There is very little reason to believe that digital libraries will function in the same way. Things are not as easy to find on Google Scholar and there is not yet an intuitive way to organize such findings or even secure funding for their organization. Both the need for early investment and the scale of contemporary preservation mean that digital libraries will have to engage in a large coordinating practice if material is not to be lost.
But instead of merely highlighting challenges, participants also began to identify things that universities, libraries, publishers, authors, and learned societies can do to enable continued access to scholarship in the digital age. Many of these solutions focused on steps that can be taken to increase authors’ control over the fate of the texts that they produce. Authors often transfer their copyright to publishers, who thereafter control how articles and books are disseminated. This control can last for the entire term of the copyright (which continues for the life of the author plus seventy years), even though publishers’ interests in commercial dissemination typically last only a few years. While authors’ interests in reaching readers and spreading knowledge continue, the authors’ ability to pursue those interests can be hampered by their lack of copyright control. Helping scholars understand their options for managing their copyrights so that they can be empowered to ensure that their rights are aligned with their interests was a process that many participants felt should be part of graduate education. (This is work that is promoted by the Authors Alliance, a group with which several of the meeting participants are involved.)
While there is reason to believe that the age of the printed scholarly book may be coming to an end, it is not clear what will replace it. Several participants stressed the need to ensure that the scholarly record does not disappear by neglect when this shift takes place. Dan Cohen proposed encouraging libraries, universities, and learned societies to devote 1 percent of their annual budgets to a collective effort at digital preservation, and to invest in technologies and user interfaces that will ensure preservation by default rather than by accident.

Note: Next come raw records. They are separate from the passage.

PR #629, opened 2018-06-22
Remove assertions.

mdymczyk:
Don't use assertions as they are compiled out with mode release in cmake, instead use status code.

Should we return `None` in Python (as I'm doing now), throw an exception or something else?


pseudotensor:
ya, don't return rv

mdymczyk:
@pseudotensor makes sense, done

PR #647, opened 2018-07-16
Add versioning to numpy and other things so consistent with requireme…

pseudotensor:


pseudotensor:
Could automate, but for now need to make consistent.

PR #662, opened 2018-07-30
Fixes for glm notebook, broken parallel run for glm, and an xgboost/src build issue

pseudotensor:
* Fixes glm notebook, splitting animation and run due to unknown issue.
* minor fixes for build
* Fix broken parallel mode for glm


pseudotensor:
Hi @mdymczyk , when you converted to cmake/centos, the USEPARALLEL build parameter was lost, so glm was always using 1 GPU and 1 thread for OpenMP.  I know @tomkraljevic had problems with this for power and/or centos, but this loses a major functionality.

I changed things so x86 works in ubuntu  now, but centos complains about pragma's and openmp:

pseudotensor:
https://www.ideaconsult.net/web/luchesar/blogs/-/blogs/imagemagick-fails-with-error:-expected-pragma-omp-clause-before-omp_throttle

Not sure if related.  We do use ccache.

pseudotensor:
Also, the current h2o4gpu makes completely wrong predictions and actuals for that mapd notebook.  It should be income earned on order 20000+ but actuals are order 0.2-0.8 and predictions are all over the place within 0-1.0.

So probably the gpu pointer memory stuff not working.  Will see if older h2o4gpu works or make better unit test to compare non-ptr to ptr method results.

mdymczyk:
Regarding:

```
/root/repo/src/common/elastic_net_ptr.cpp:1507:22: error: expected ‘#pragma omp’ clause before ‘proc_bind’

 #pragma omp parallel proc_bind(master)
```

This is because `proc_bind` requires openmp >=4.0 (or 4.0.1 don't remember) which comes bundled with gcc >= 4.9 and I think the one we use in the docker is 4.8.x. We do install `libgomp` explicitly but not sure which version it installs on power machines. Logs for XGBoost show that its cmakelists finds `18:27:30 -- Found OpenMP: TRUE (found version "3.1")` 3.1 by default. 

So we need to check if it's because there are multiple versions on that system (original one + one we installed) or whether it's because `yum install libgomp` installs an old version and we need to compile a newer one by hand.

Maybe setting a required version in our CMakeLists will be enough.

PR #686, opened 2018-09-27
Re-enable power tests

pseudotensor:


abal5:
"ibm-power-gpu" is the only machine right now and also keep in mind this is shared by IBM with us, we already lost 1 machine a few weeks ago "ibm-power-gpu2" we have a power9 box in house which is mr-0xp9

sh1ng:
Not relevant any more.

PR #691, opened 2018-10-02
Another approach to solve issue #680

hemenkapadia:
Forcing torando to version known to work


hemenkapadia:
@pseudotensor , updated the README to highlight default docker settings is to not allow remote access to Jupyter + instructions on how to get it enabled.

Merge post review.

PR #705, opened 2019-01-11
fix build

sh1ng:
* use pip directly
* use python from configuration
* include numeric to support std::accumulate


mdymczyk:
@sh1ng sorry for the late review! This looks good with one minor concern - not sure we should push any changes to the `xgboost` submodule, since it won't be reflected in the actual github repo and if someone updates it we'll loose the changes (iirc).

It's our private fork of xgboost so either myself or @pseudotensor (if he has no objections) can do it and update the submodule here.

PR #706, opened 2019-01-17
Fix typo in truncated svd algorithm

pseudotensor:


pseudotensor:
leads to failure in DAI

While increased federal funding for such a sustainable infrastructure to protect scholarship would be valuable, Don Waters (Senior Program Officer for Scholarly Communications at the Andrew W. Mellon Foundation), among others, suggested that a more realistic first step would be to coordinate “micro-preservation” at the campus level, which would connect scholars and Academy members on university campuses with their local archivists and librarians to ensure that their legacies are preserved. This type of bottom-up approach would help scholars preserve their own work and test techniques that might eventually be deployed by larger-scale efforts.